In general, I’ve never been much of a collector.  I think I just have too short of an attention span to stay interested in a collection for long.  I guess some people would count clothes/jewelry/shoes as a collection, but I don’t.  When I think of a collection, I think of something that comes in a series, like books, or things where a bunch of different models of that item are made and people strive to own all the different varieties, like coins, stamps, beanie babies, baseball cards, or action figures.  I actually did collect shot glasses for while when I was doing a lot of traveling -I’d buy one in each place I visited.  Then, during a move, I had to wrap them all individually in newspaper.  That officially ended my collection.

I also think of collections as being worth some money – that by spending all that money and time to acquire those items, the payoff is owning something that is hopefully enjoyable AND valuable.  Otherwise, what’s the point?  I suppose some people would argue that just acquiring those items is pleasurable enough, and I kind of understand that, but mostly I just think, “what a waste.”

I did, however, for a brief time when I was a pre-teen, collect Sweet Valley High books.  I LOOOOOVED the Sweet Valley High series.  Oh, the dramatic adventures of the beautiful, blonde, California-dwelling Wakefield twins!  Dating!  Dances!  Cheerleading!  The school newspaper!  Friends!  Enemies!  Frenemies!  A high school sorority (seriously?)!  Hanging out at the beach!  Being kidnapped!  Getting into trouble!  Getting out of trouble!  I couldn’t get enough.

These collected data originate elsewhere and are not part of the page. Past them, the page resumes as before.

PR #4321, opened 2024-10-23
Update sandman_zh_CN.ts

CybCom:
Fix wrong translations.
The original translations:
"重置密码" is Reset Password, not Repeat Password.
"加密密钥" is Key, not Cipher.


CybCom:
In addition, may I ask if I need to submit any application to obtain the contributor certificate? If it cannot be obtained, are there any specific criteria?

CybCom:
> In addition, may I ask if I need to submit any application to obtain the contributor certificate? If it cannot be obtained, are there any specific criteria?

Hi @DavidXanatos

PR #4322, opened 2024-10-23
Update sandman_de.ts

APMichael:
- Checked translation with modified source.
- Removed \<oldsource\> line.


APMichael:
> Is it necessary to remove the line manually? Won't the CI change it?

Yes, if you want to remove these lines, you have to do this manually. This also applies to messages that are marked as "vanished". Here you can delete the corresponding block `<message> ... </message>`.

However, deletion is not a must, you can also simply ignore these obsolete lines.

CybCom:
got it, thank you:)

PR #4370, opened 2024-11-16
Qt 5.15.16 with OpenSSL 3.4.0

offhub:


DavidXanatos:
Thanks I have updated to my builds What would be a great improvement would be to change the scripts such that the version number and hash only needs to be changed in one place not in 5 files.

offhub:
> Thanks I have updated to my builds What would be a great improvement would be to change the scripts such that the version number and hash only needs to be changed in one place not in 5 files.

#4376

PR #618, opened 2018-08-02
[3.0] [CPI] Add option to ignore OpenStack Cinder availability zone, bsc#1095572

mjura:


dannysauer:
This was merged into master (with review from @vitoravelino & @MaximilianMeister) back in July, and was previously approved here before Kiall left.  What happened to prevent merge into the release?

PR #620, opened 2018-08-06
[CPI] Split logic for Project and Domain ID, bsc#1103873

mjura:


mjura:
I've tested it and works fine as we expected

PR #629, opened 2018-08-18
PublicCloud#remove: Not yet implemented

bear454:
Removing nodes is not implemented in public clouds (Azure, EC2, GCE) at this time, so the interfaces for doing so should be disabled until the feature is implemented.


bear454:
When removal of nodes is implemented for public cloud, this can be reverted.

Until of course, I was actually in high school myself, and was more interested in the experiences I was actually having than the made-up adventures in the books.  But while I may have outgrown the series and stopped collecting it, I had a hard time parting with the ones I already owned.  I kept them in a tall stack in the corner of my old bedroom closet in my parent’s house for over a decade.  Then, a few years ago, I started to get a conscience about all the childhood stuff I’d left with my parents.  Why should they have to act as a storage unit for things I’d basically forgotten?  So little by little, during visits to their house, I tried to reclaim anything I was interested in keeping, and toss anything I didn’t want.

During one of these sorting sessions I came across my old Sweet Valley High books, and I weirdly felt a sentimental pang for them.  I took them home with me, not really wanting to read them again, but not really wanting to throw them out either.  They’ve sat in a bag in one of our basement storage areas for a few years now.  But this year, with everything I own being under scrutiny, I finally decided it was time for them to go.

However, because they were a “collection” I thought maybe they could be worth something – I mean, I did have a lot of them.  So rather than just donating them I hauled them into Powell’s.  The buyer took one look, shook her head, and said, “We don’t take Sweet Valley High books.  Sorry.”  Once again, in the eyes of the world, what I thought was valuable was worth nothing.

But as I walked away, instead of thinking, “what a waste of time and money,” I just smiled to myself.  I got a lot of enjoyment out of those books when I was reading them.  I’m glad I had them when I did.  And I’m equally glad to donate them now – I hope some thirteen year old girl will make my old friends her new ones.